How Does Infinite Density Lead to the Big Rip?

[KGC]

Hello, in the eqn of state [density prop. to a^-3(W+1)] if you subbed in W=-2 you get density prop. to a^3. If you then plot a graph of density vs. scale factor it is a straight-forward graph. Good up until then, but then I got the interpretation wrong. This represents the "big rip". But how? I figured that as scale factor goes to infinity then density goes to infinity, an infinite density implied a "big crunch" to me. On further research, it seems the graph was correct, but I interpreted it wrong. Apparently an infinite energy density is needed for the "big rip", but I don't get why this is.

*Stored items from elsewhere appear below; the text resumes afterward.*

PR #12102, opened 2026-08-23
fix(firmware): log and count offline-audio drops while RTC is unsynced

Git-on-my-level:
## What

A pendant whose clock has never been synced by the app (out-of-box before first pairing, or after a settings wipe) silently discards all offline SD audio: `process_write_data_req()` returns early on `!rtc_is_valid()` with zero trace. This PR makes that loss visible:

- Counts dropped packets and emits a rate-limited `LOG_WRN` (at 1, 2, 4, 8, … drops) naming the cause.
- Implements the previously no-op `sd_notify_time_synced()` hook: on time sync it enqueues a `REQ_TIME_SYNCED` message to the SD worker, which logs a one-line summary of how many packets were discarded pre-sync and resets the counter.
- Hoists the magic `1700000000U` timestamp floor into `RAW_MIN_VALID_UTC_TIME`.

Deliberately out of scope: recording with synthetic timestamps (would propagate bogus conversation dates through phone-side sync) and any BLE protocol change. Observability only.

All counter reads/writes stay on the SD worker thread (drops inside `process_write_data_req`, reset via the priority msgq), so no locking is needed.

Implementation by codex (gpt-5.6-sol), reviewed and verified by Claude.

<a href="https://cubic.dev/pr/BasedHardware/omi/pull/12102?utm_source=github" target="_blank" rel="noopener noreferrer" data-no-image-dialog="true"><picture><source media="(prefers-color-scheme: dark)" srcset="https://www.cubic.dev/buttons/review-in-cubic-dark.svg"><source media="(prefers-color-scheme: light)" srcset="https://www.cubic.dev/buttons/review-in-cubic-light.svg">Review in cubic</picture></a>

## Failure class (fixes)

Failure-Class: none

No existing failure-class covers firmware-side silent data discard (registry has no firmware/RTC/SD-surface classes); this is a single-instance observability fix, and minting a new class here would expand the PR beyond its stated firmware-only scope.

### DIFF
--- a/omi/firmware/omi/src/sd_card.c
+++ b/omi/firmware/omi/src/sd_card.c
@@ -1227,8 +1227,11 @@ void sd_notify_time_synced(uint32_t utc_time)
         return;
     }
 
+    /* Callers run on the BLE RX thread (transport.c) and the system workqueue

How can an "infinite density" tear the universe apart?
Thanks for any help.

 

[George Jones]

Hello, in the eqn of state [density prop. to a^-3(W+1)] if you subbed in W=-2 you get density prop. to a^3. If you then plot a graph of density vs. scale factor it is a straight-forward graph. Good up until then, but then I got the interpretation wrong. This represents the "big rip". But how? I figured that as scale factor goes to infinity then density goes to infinity, an infinite density implied a "big crunch" to me. On further research, it seems the graph was correct, but I interpreted it wrong. Apparently an infinite energy density is needed for the "big rip", but I don't get why this is. How can an "infinite density" tear the universe apart?
Thanks for any help.

This might be a little late to help.

A big rip ocurs when the scale factor a goes to infinity at some *finite* time in the future. To show that this happens in this case, integrate the Friedmann equation to find the scale factor as a function of time.